Le manoir semblait abandonné depuis vingt ans. La barrière, ouverte et pourrie, tenait debout on ne sait comment. L'herbe emplissait les allées ; on ne distinguait plus les plates-bandes du gazon.
Au bruit que je fis en tapant à coups de pied dans un volet, un vieil homme sortit d'une porte de côté et parut stupéfait de me voir Je sautai à terre et je remis ma lettre. Il la lut, la relut, la retourna, me considéra en dessous, mit le papier dans sa poche et prononça :
"Eh bien ! qu'est-ce que vous désirez ?"
Je répondis brusquement :
"Vous devez le savoir, puisque vous avez reçu là-dedans les ordres de votre maître ; je veux entrer dans ce château." Il semblait atterré. Il déclara :
"Alors, vous allez dans... dans sa chambre ?"
Je commençai à m'impatienter.
"Parbleu ! Mais est-ce que vous auriez l'intention de m'interroger, par hasard ?"
Il balbutia :
"Non... Monsieur... mais c'est que... c'est qu'elle n'a pas été ouverte depuis... depuis la... mort. Si vous voulez m'attendre cinq minutes, je vais aller... aller voir si..."
Je l'interrompis avec colère :
"Ah ! ça voyons, vous fichez-vous de moi ? Vous n'y pouvez pas entrer, puisque voici la clef."
Il ne savait plus que dire.
"Alors, Monsieur, je vais vous montrer la route.
- Montrez-moi l'escalier et laissez-moi seul. Je la trouverai bien sans vous.
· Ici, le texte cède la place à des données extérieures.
PR #9427, opened 2026-08-03
fix(styles): replace deprecated variables and clean up CSS tokens

SalmaAbdelrhmanMostafaMahmoud:
…lacing with correct ones

## Type of Change

- [x] Bug fix
- [ ] New feature
- [ ] Breaking change
- [x] Refactoring
- [ ] Documentation
- [ ] Other (please describe)

## Checklist


SalmaAbdelrhmanMostafaMahmoud:
Sorry for the delay in resolving this issue! 
Please let me know if there are any adjustments, missing parts, or additional changes you'd like me to make.

johannesjo:
Thanks for the cleanup. I reviewed the current head `eb5f795` and also reproduced the affected evaluation state in the deployed preview. The `color-mix()` conversions for the old RGB-channel variables are directionally correct, but a few token mappings need changes before this is ready.

### Important

1. **The replacement text tokens are still undefined at runtime.**

   - `src/app/features/metric/dialog-productivity-breakdown/dialog-productivity-breakdown.component.scss:31` uses `---text-color-less-intense` (three leading hyphens).
   - `src/app/features/metric/evaluation-sheet/evaluation-sheet.component.scss:146,170` uses `--palette-foreground-secondary-text`.

   Both variables resolve to an empty value in the deployed preview. In the live daily-state card, the label and hint therefore inherit the full body color (`rgb(44, 44, 44)`) rather than muted text; `--text-color-muted` is present and resolves to the intended muted foreground. Please use `var(--text-color-muted)` at all three secondary-text sites.

   The same evaluation component maps `--fg-primary` to `--c-primary` at line 159. That is the brand color, not primary foreground text, and the preview renders the whole daily-state headline blue. The semantic replacement is `var(--text-color)`.

2. **The new `--primary-color` alias bypasses the active theme.**

   `src/styles/_css-variables.scss:220` hard-codes it to `#3f51b5`, and the restore-point dialog consumes it at lines 71 and 106. In the deployed preview, the active `--c-primary` is `rgb(100, 149, 237)`, so these values already disagree without selecting a custom theme. This pins the selected restore point outline/icon to indigo instead of following the user's palette. The smallest fix is to remove the new global alias and use the existing `var(--c-primary)` in the restore-point component.

### Minor

- `src/app/features/archive/dialog-archive-compression/dialog-archive-compression.component.scss:25`: this is an actual error state (`<mat-icon>error</mat-icon>`) and its previous fallback was red `#f44336`; mapping it to orange `--color-warning` changes the semantics. Please use `--color-danger`, consistent with the other error replacements in this PR.

- `src/styles/page.scss:251`: the old expression used alpha `1` (100% accent); changing it to a 10% color mix makes the 4px blockquote marker nearly invisible. Since `--c-accent` is already a complete color, the equivalent valid replacement is simply `border-left: 4px solid var(--c-accent)`.

All current CI checks pass, but they do not catch undefined custom-property references. **Verdict: needs changes** for the two Important items.

johannesjo (commented):
Thanks for the update. I re-reviewed the exact `eb5f795..d62521e` force-push revision and the resulting current head `b7d7128` with three independent read-only passes, then verified each claim against the token definitions, component context, custom themes, discussion, and current CI.

The earlier requested corrections are now addressed: the text mappings, restore-point theme color, archive error semantics, and blockquote accent are all fixed. Two issues remain:

### Important

1. **`src/app/features/tasks/add-task-bar/add-task-bar.component.scss:346` — the active toggle state uses an undefined token.**

   The new background and foreground declarations reference `--primary`, but the application and its themes do not define that variable. When search mode or the note field is active, the `color-mix()` background is therefore invalid and the Material icon keeps the muted token set by the common button rule. This removes the visible selected-state cue.

   The current base already has the correct theme-aware implementation. Please keep:

   ```scss
   --mat-icon-button-icon-color: var(--brand);
   background-color: var(--state-selected);
   ```

   and remove the ineffective `opacity`, `color-mix(... --primary ...)`, and direct `color: var(--primary)` declarations.

2. **`src/app/features/archive/dialog-archive-compression/dialog-archive-compression.component.scss:44` — the border bypasses custom-theme divider overrides.**

   `--divider` is the base primitive, while components consume the semantic `--divider-color` alias. Many bundled themes override only `--divider-color`; using the primitive here makes these stat borders fall back to the default light/dark divider instead of matching the active theme.

   Please use:

   ```scss
   border: 1px solid var(--divider-color);
   ```

All current CI workflows pass. **Verdict: needs changes** for the two items above.

johannesjo:

Thanks for the PR! The token replacements are directionally right, but the two items from the 2026-08-06 review on this same head (`b7d7128`) are still open, and master has moved on since – the branch is now 202 commits behind, GitHub reports it as conflicting, and most of these fixes have meanwhile landed on master.

### Blocking

- **`src/app/features/tasks/add-task-bar/add-task-bar.component.scss:346`** – same issue as in the previous review: `--primary` is not defined anywhere in the app (not in `src/styles/_css-variables.scss`, not in any bundled theme, and nothing sets it from TS; the only `--primary` in the repo belongs to the sync server's standalone landing page). Both `background-color: color-mix(in srgb, var(--primary) 15%, transparent)` and `color: var(--primary)` are invalid at computed-value time, so the active search/note toggle loses its selected-state cue. Current master already has the correct theme-aware version; on rebase, drop this hunk and keep:

  ```scss
  --mat-icon-button-icon-color: var(--brand);
  background-color: var(--state-selected);
  ```

- **Rebase onto master and shrink the PR to what is still missing.** 9 of the 15 files are already fully superseded on master (focus-mode `--s`, productivity-breakdown, evaluation-sheet, create-task-placeholder, add-task-bar-actions, select-task-minimal, dialog-restore-point, plugin-index, dialog-logs – partly via refactors, e.g. dialog-restore-point's warning/error rules moved to shared primitives). Resolving the conflicts by keeping this branch's side would revert that newer work. After the rebase, the one real remaining fix is:
  - **`src/styles/page.scss:244`** – `border-left: 4px solid rgba(var(--c-accent), 1)` is invalid (`--c-accent` is a complete color), so blockquotes currently render without their accent border; your `var(--c-accent)` is correct and still missing on master. Keep this one.
  - Optionally also keep the inert tidy-ups: the `impact-stars` fallback removal, the `tag-edit` comment cleanup, and the `_css-variables.scss` blank-line removal.

### Should fix before merge

- **`src/app/features/archive/dialog-archive-compression/dialog-archive-compression.component.scss:44`** – `--divider` is the base primitive; most bundled themes override only the semantic `--divider-color` (12 themes vs 2), so this border would ignore them. Master has since changed this line to `var(--extra-border-color)`, so on rebase drop this hunk as well.

---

- Mais... Monsieur... cependant..."
Cette fois, je m'emportai tout à fait :
"Maintenant, taisez-vous, n'est-ce pas ? ou vous aurez affaire à moi."
Je l'écartai violemment et je pénétrai dans la maison.
Je traversai d'abord la cuisine, puis deux petites pièces que cet homme habitait avec sa femme. Je franchis ensuite un grand vestibule, je montai l'escalier et je reconnus la porte indiquée par mon ami.
Je l'ouvris sans peine et j'entrai.
L'appartement était tellement sombre que je n'y distinguai rien d'abord. Je m'arrêtai, saisi par cette odeur moisie et fade des pièces inhabitées et condamnées, des chambres mortes. Puis, peu à peu, mes yeux s'habituèrent à l'obscurité, et je vis assez nettement une grande pièce en désordre, avec un lit sans draps, mais gardant ses matelas et ses oreillers, dont l'un portait l'empreinte profonde d'un coude ou d'une tête comme si on venait de se poser dessus.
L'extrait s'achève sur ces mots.